Other examples include measures related to inspection protocols, wine sampling and testing methods, geographical designations or the use of traditional terms. Because they affect international trade, these measures need to be notified to the WTO as a means of communicating their impact on exporters, giving them an opportunity to comment on and review the measures. This is a core transparency obligation under the WTO.

Notifications to the WTO related to wine have increased over time, which may indicate more regulatory activity in this area. The WTO’s ePing database has recorded around 400 notifications of TBT measures and 300 SPS measures related to wine and alcoholic products since 2000 (see Figure 9), at the same time around 100 of these notified measures have been discussed in the TBT and SPS committees, allowing WTO members to seek clarification about the trade impact of the measures during these discussions.

Geographical indications and value premiums on wines

Origin and quality schemes have a particularly high impact on prices in the wine trade, and many of the major wine exporters use geographical indications (GIs) to protect the names of wines from particular regions or quality production methods.

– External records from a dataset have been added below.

PR #3519, opened 2022-01-27
jsonio reader: preserve JSON attributes

### LINKED ISSUE #2122: json-strict mode for zson

mattnibs:
Preserve json attributes when translating JSON to ZSON:
- Parse numbers as float64s.
- Maintain column ordering of the original JSON.
- Do not convert primitive values to records.

This changed also required some changes to zson.Unmarshal allowing
json parsed numbers to be appropriately cast to the correct go type
destination.

Closes #2122

### DIFF
--- a/zio/jsonio/ztests/reader.yaml
+++ b/zio/jsonio/ztests/reader.yaml
@@ -28,19 +28,19 @@ outputs:
   - name: stdout
     data: |
       {
+          ts: 1.521911721926018e+09,
           a: "hello, world",
           b: {
-              x: 4611686018427388000,
-              y: "127.0.0.1",
-              z: "&, <, and > should not be escaped"
-          },
-          ts: 1.521911721926018e+09
+              z: "&, <, and > should not be escaped",
+              x: 4611686018427387904.,
+              y: "127.0.0.1"
+          }
       }
       ===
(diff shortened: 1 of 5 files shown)


zio/jsonio/ztests/reader.yaml
```diff
@@ -28,19 +28,19 @@ outputs:
...
           b: {
-              x: 4611686018427388000,
-              y: "127.0.0.1",
-              z: "&, <, and > should not be escaped"
-          },
-          ts: 1.521911721926018e+09
+              z: "&, <, and > should not be escaped",
+              x: 4611686018427387904.,
+              y: "127.0.0.1"
+          }
```
nwt, line 37: These fields should remain sorted. (That's is the "canonical order" mentioned in #2122.)

mattnibs:
Closing in favor of another (faster) approach from @nwt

The availability of such protection is required by the WTO Agreement on Trade-Related Aspects of Intellectual Property Rights (TRIPS Agreement), in which GIs for wines and spirits are singled out for more protection than other goods.

GIs, often in the form of appellations of origin, have long been significant in the wine trade, in particular, and among the 9,500 origin brands that are estimated to be in use globally, 2,535 are used for wines. Within the European Union, a prime user of GIs, of the 3,500 GIs registered at the EU level, 1,627 are for wines.

Not all GI products are equally successful, but a 2021 study on the EU experience shows that the average value premium rate (i.e., the volume-weighted price premium for GI products compared to non-GI products) across all EU GI products was 2.07 in 2017. This indicates that the sales value of GI products was on average 2.07 times higher than that of comparable non-GI products.

GIs for wines are even more successful, commanding a value premium rate of 2.85 across all EU wine GIs, up from 2.72 in 2010. And in wine export markets for wine originating in the European Union, the value of wine GIs rises even higher. France leads the score with a value premium rate of 4.13 (see Figure 10).

European GI products are mostly sold nationally (60 per cent in terms of value and volume) or traded with other EU countries (23 per cent in terms of volume and 20 per cent in terms of value).

However, the most lucrative markets are the growing exports to economies outside the European Union (i.e., extra-EU), (16 per cent in terms of volume and 22 per cent in terms of value) — mostly to the United States, the United Kingdom and Canada — in which the relative value per volume has been highest for the biggest wine exporters, as shown in Figure 11.

Several regional and bilateral agreements, as well as international conventions administered by the World Intellectual Property Organization (WIPO), provide for more elaborate levels of protection than the TRIPS Agreement. However, the TRIPS rules provide the only fully multilateral minimum standard of protection for how wine GIs must be protectable in these export markets.